┌─ RECORDS SHOWN

PR #424, opened 2023-09-26
[AAP-16339] Update to ERROR state when activations fail in validation

hsong-rh:
This PR is the follow-up of both https://github.com/ansible/eda-server/pull/416 and https://github.com/ansible/eda-server/pull/420: 
1. Extract validation logic for creating activations in one place. The validation contains the following:
        - awx token: only one token is allowed
        - decision environment needs to exist; 
        - if the rulebook is related, which needs to be verified (only check during creation time)
        - if extra var is related, which needs to be verified
3. Add a validation check at the beginning of `restart, enable, and monitor`, and update the activation to ERROR status if the validation fails.


src/aap_eda/services/validation.py
```diff
@@ -0,0 +1,97 @@
...
+    elif tokens > 1:
+        raise ValidationError(
+            _(
+                "More than one controller token found, "
+                "currently only 1 token is supported"
+            )
+        )
+
+
+def _validate_websocket() -> None:
```
Alex-Izquierdo, line 50: I think this check is wrong.  We are rejecting a valid request for a value that is set in the server and the user has no control. This would be a server error, not a client error. This check should follow a different flow and returns a 500 response

src/aap_eda/services/validation.py
```diff
@@ -0,0 +1,97 @@
...
+
+def _validate_rulebook(rulebook_id: int) -> None:
+    try:
+        models.Rulebook.objects.get(id=rulebook_id)
+    except models.Rulebook.DoesNotExist:
+        raise ValidationError(_("No rulebook specified"))
+
+
+def _validate_extra_var(extra_var_id: int) -> None:
+    if not extra_var_id:
```
Alex-Izquierdo, line 93: wrong conditional.

src/aap_eda/services/validation.py
```diff
@@ -0,0 +1,97 @@
...
+        try:
+            models.ExtraVar.objects.get(id=extra_var_id)
+        except models.ExtraVar.DoesNotExist:
+            raise ValidationError(_("No extra_var specified"))
```
Alex-Izquierdo, line 97: The message is incorrect. Extra var id is optional, this function should check if the extra_var exists when it is provided.

Alex-Izquierdo (commented):
IMO we are doing a misuse of the "create" method of the serializer.  Create is for the purpose to transform the data into a model not for validation. 
For validation we should implement the method "validate" which is called by the "is_valid" method: 
ref: https://www.django-rest-framework.org/api-guide/serializers/#validation

src/aap_eda/services/validation.py
```diff
@@ -0,0 +1,97 @@
...
+                "currently only 1 token is supported"
+            )
+        )
+
+
+def _validate_websocket() -> None:
+    ws_url = f"{settings.WEBSOCKET_BASE_URL}{ACTIVATION_PATH}"
+    parsed_url = urllib.parse.urlparse(ws_url)
+
+    if parsed_url.scheme not in ["ws", "wss"]:
```
mkanoor, line 54: @hsong-rh This doesn't seem correct, we should be doing this validation when the app starts up with something like this https://www.dynaconf.com/validation/#validating-in-python-programmatically. If the settings has a bogus value it needs to validated at startup. We shouldn't have to do this with every activation instance, since the settings  doesn't change with each activation.

mkanoor: We can get rid of this check and do the validation at startup in a different PR.

Alex-Izquierdo: I proposed to check the encryption key at startup and it was rejected. I think this is the same scenario. So we should not allow any activation if the ws url is wrong. The check is fine but as I said in a previous comment, this is not a validation error. It should follow a different workflow and returns 500, a wrong ws url is a server error, not a client error.

hsong-rh:
> IMO we are doing a misuse of the "create" method of the serializer. Create is for the purpose to transform the data into a model not for validation. 

Seems like the best practice of DRF is "Thin views, Thick serializers" (https://stackoverflow.com/questions/41094013/when-to-use-serializers-create-and-modelviewsets-perform-create)

Alex-Izquierdo:
> > IMO we are doing a misuse of the "create" method of the serializer. Create is for the purpose to transform the data into a model not for validation.
> 
> Seems like the best practice of DRF is "Thin views, Thick serializers" (https://stackoverflow.com/questions/41094013/when-to-use-serializers-create-and-modelviewsets-perform-create)

I'm not sure what do you mean. That's is not incompatible with I'm saying. I'm saying to perform the validations in the serializer not in the view. But in the right method for it, not in create.

src/aap_eda/services/validation.py
hsong-rh: @mkanoor @Alex-Izquierdo Changed to keep the websocket checking as it is now, will change it to validate at startup in separate PR

mkanoor:
@hsong-rh If there are no extra vars I am seeing this error
Screenshot 2023-10-02 at 11 05 20 AM

src/aap_eda/services/validation.py
```diff
@@ -0,0 +1,114 @@
...
+from django.db import transaction
+from django.utils.translation import gettext_lazy as _
+
+from aap_eda.core import models
+from aap_eda.core.enums import ActivationStatus
+
+logger = logging.getLogger(__name__)
+
+
+def validate_activation(activation_id: int) -> bool:
```
mkanoor, line 26: @hsong-rh Does this have to be a service, its not talking to any external server. Can't it just be a mixin that can be called at creation time and post creation.

mkanoor:
@hsong-rh @Alex-Izquierdo Would it make sense to store the token as a hidden relation field in the Activation object. I am thinking in the future we could have different tokens and the user would be able to pick one of them or None (if the rulebook has custom actions and no run_job_template). During this new field migration if we find that there are activations we could fill in the 
   * token_id = The id of the controller token

This way we would have a consistent way to validate the related fields.

   * decision_environment_id
   * rulebook_id
   * token_id
   * user_id

This can be done at creation time and also post creation.

The current create serializer doesn't seem to be validating everything in the serializer and the logic is split over in the view and the serializer. This is the relationship validation in the [view](https://github.com/ansible/eda-server/blob/5f0c10999ffb133a37d17ba167f8f1684b23fd87/src/aap_eda/api/views/activation.py#L326) I think this should have been in the serializer and it should have been able to validate the existence of these objects else raise a ValidationError.

hsong-rh:
@mkanoor @Alex-Izquierdo I read the DRF doc for serializers. Seems like when we decided to append `-id` to relation fields (https://issues.redhat.com/browse/AAP-10811), we then lost the type of `serializers.PrimaryKeyRelatedField`, which is auto generated by `model.serializers` for us for the relations. Our serializer classes now use `serializers.IntegerField` for foreign keys. Default validation has no effects on them. We may need to add individual field validator for each foreign key if we want to keep the current way.

@mkanoor Validators are related with serializers and are only used in creating and updating DB records.  Some of our cases are different. We want to make sure if the activation is in good state before it will be restarted, enabled, or reconnected. I don't think we can define a single logic and use it in both creation and post creation time. Maybe part of logic in validators, and part of in mixins, how do think?

Alex-Izquierdo:
> @hsong-rh @Alex-Izquierdo Would it make sense to store the token as a hidden relation field in the Activation object. I am thinking in the future we could have different tokens and the user would be able to pick one of them or None (if the rulebook has custom actions and no run_job_template). During this new field migration if we find that there are activations we could fill in the
> 
> * token_id = The id of the controller token
> 
> This way we would have a consistent way to validate the related fields.
> 
> * decision_environment_id
> * rulebook_id
> * token_id
> * user_id
> 
> This can be done at creation time and also post creation.
> 
> The current create serializer doesn't seem to be validating everything in the serializer and the logic is split over in the view and the serializer. This is the relationship validation in the [view](https://github.com/ansible/eda-server/blob/5f0c10999ffb133a37d17ba167f8f1684b23fd87/src/aap_eda/api/views/activation.py#L326) I think this should have been in the serializer and it should have been able to validate the existence of these objects else raise a ValidationError.

@mkanoor @hsong-rh I don't have a strong opinion on it. Eventually we will have multiple tokens, that's for sure. What would be the benefit of that against keeping the related id and performs validations as we already do with DE's and credentials? Why a token should be different?  I think if we implement the capability to pick a token for an activation, that field should not be immutable for rotation purposes. What would be the flow for rotating the keys?

src/aap_eda/services/validation.py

└─

> YOUR INSTRUCTIONS
Show each line of the material holding "except".

> ANSWER SPACE
+    except models.Rulebook.DoesNotExist:
+        except models.ExtraVar.DoesNotExist:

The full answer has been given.